YOUR TASK » Below are entries to examine: work out how many lines contain the word "images", and give only that number.

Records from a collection
▼▼▼

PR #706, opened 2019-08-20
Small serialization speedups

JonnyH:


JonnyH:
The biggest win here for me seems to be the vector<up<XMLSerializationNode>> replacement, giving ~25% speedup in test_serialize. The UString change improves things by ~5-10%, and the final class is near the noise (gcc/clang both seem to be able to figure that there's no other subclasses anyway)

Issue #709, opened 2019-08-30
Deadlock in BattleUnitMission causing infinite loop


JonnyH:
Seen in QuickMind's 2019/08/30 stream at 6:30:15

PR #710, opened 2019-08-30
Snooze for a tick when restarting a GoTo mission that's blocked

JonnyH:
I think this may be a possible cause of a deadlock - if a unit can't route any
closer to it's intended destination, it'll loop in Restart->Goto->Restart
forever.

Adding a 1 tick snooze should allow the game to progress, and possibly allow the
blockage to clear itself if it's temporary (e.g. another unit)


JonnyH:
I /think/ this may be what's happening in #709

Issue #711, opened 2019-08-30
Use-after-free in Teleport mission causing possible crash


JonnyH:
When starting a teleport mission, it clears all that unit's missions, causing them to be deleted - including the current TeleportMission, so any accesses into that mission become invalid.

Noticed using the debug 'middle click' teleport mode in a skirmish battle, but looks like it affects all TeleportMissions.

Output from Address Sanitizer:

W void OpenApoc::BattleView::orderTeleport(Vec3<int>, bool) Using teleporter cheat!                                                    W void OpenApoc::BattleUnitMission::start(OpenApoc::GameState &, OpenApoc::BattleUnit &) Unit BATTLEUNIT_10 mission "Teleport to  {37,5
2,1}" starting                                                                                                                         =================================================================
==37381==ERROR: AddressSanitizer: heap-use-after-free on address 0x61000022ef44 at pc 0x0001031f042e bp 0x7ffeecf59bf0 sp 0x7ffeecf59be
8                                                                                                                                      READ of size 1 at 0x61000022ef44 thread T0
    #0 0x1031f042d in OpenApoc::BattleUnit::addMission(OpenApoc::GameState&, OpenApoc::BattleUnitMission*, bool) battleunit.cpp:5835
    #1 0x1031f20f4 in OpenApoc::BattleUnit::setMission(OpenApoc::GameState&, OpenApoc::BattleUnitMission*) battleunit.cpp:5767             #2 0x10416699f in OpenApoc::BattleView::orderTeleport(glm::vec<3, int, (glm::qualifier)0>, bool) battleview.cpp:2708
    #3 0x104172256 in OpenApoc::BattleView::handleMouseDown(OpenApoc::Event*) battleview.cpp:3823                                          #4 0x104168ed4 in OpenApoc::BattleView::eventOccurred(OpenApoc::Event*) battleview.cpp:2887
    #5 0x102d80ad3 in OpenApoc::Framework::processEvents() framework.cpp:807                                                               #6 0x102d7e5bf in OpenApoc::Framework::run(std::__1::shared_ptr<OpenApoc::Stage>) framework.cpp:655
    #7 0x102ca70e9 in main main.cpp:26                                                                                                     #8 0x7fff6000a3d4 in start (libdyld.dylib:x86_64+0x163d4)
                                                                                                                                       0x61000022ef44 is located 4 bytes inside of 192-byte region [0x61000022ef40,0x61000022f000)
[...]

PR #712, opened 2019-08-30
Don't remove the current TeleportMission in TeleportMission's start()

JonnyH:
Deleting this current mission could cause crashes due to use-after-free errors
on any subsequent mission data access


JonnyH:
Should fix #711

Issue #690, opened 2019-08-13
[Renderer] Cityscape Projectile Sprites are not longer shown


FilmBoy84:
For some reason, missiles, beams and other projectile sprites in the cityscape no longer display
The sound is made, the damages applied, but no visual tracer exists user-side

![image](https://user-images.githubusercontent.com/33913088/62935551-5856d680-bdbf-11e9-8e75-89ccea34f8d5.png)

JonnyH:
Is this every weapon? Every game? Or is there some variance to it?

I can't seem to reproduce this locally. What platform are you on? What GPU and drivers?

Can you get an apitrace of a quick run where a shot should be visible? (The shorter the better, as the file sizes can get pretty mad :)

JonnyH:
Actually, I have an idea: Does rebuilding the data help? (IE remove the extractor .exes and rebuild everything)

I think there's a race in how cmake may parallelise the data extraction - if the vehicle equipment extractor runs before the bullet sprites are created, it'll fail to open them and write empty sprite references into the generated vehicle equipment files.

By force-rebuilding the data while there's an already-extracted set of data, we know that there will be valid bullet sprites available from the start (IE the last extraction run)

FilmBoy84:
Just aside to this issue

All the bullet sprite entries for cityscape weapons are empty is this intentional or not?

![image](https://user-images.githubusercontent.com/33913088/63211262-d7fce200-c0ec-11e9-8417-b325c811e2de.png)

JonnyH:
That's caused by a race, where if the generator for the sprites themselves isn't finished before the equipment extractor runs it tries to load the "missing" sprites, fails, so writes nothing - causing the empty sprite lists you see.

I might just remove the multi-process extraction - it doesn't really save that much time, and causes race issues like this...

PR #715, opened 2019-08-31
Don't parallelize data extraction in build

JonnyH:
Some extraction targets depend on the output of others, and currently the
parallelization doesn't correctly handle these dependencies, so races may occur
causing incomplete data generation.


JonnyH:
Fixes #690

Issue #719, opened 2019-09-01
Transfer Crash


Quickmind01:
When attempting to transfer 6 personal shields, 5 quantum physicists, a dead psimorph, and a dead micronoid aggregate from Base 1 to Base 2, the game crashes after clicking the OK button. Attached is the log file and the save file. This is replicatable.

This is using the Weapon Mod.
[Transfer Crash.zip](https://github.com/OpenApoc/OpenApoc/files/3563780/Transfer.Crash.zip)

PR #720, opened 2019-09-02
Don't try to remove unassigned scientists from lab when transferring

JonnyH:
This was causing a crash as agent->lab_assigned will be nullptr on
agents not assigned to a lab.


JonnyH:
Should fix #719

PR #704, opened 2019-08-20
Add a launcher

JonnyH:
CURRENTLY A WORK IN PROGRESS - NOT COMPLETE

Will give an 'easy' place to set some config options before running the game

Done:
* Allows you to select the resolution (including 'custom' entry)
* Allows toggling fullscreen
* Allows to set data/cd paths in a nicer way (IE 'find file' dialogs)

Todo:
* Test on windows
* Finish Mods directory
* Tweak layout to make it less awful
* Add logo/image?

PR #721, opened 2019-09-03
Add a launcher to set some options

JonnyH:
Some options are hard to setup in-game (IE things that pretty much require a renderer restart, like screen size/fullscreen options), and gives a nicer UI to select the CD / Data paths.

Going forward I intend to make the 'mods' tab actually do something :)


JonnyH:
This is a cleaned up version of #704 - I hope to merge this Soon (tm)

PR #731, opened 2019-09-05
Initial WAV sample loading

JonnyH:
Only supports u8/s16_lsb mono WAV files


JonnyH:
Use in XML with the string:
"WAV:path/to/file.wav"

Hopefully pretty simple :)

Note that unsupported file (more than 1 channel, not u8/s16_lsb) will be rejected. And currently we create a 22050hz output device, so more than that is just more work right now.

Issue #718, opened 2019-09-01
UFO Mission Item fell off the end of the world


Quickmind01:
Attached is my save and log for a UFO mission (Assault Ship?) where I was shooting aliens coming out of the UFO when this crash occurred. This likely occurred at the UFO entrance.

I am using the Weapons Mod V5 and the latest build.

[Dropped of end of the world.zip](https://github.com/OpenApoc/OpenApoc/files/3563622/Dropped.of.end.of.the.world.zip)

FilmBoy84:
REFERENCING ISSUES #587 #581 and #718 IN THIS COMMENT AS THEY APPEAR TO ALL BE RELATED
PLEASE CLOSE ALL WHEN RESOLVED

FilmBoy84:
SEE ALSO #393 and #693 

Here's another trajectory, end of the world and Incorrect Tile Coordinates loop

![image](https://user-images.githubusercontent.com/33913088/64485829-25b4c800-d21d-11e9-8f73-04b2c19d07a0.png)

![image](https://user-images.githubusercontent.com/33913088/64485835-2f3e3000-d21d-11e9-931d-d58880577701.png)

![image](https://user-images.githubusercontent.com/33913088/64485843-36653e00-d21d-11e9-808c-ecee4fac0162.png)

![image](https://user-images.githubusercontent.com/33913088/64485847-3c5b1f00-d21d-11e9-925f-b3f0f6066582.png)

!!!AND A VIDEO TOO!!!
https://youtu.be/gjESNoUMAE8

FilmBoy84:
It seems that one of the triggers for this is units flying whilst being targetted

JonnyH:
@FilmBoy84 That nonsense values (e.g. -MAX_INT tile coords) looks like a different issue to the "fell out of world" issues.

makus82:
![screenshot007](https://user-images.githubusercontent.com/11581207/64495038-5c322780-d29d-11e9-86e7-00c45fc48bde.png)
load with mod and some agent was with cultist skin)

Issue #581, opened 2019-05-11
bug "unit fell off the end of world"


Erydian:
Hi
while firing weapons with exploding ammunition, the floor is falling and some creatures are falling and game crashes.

▲▲▲

RESPONSE TO THE EXERCISE » 7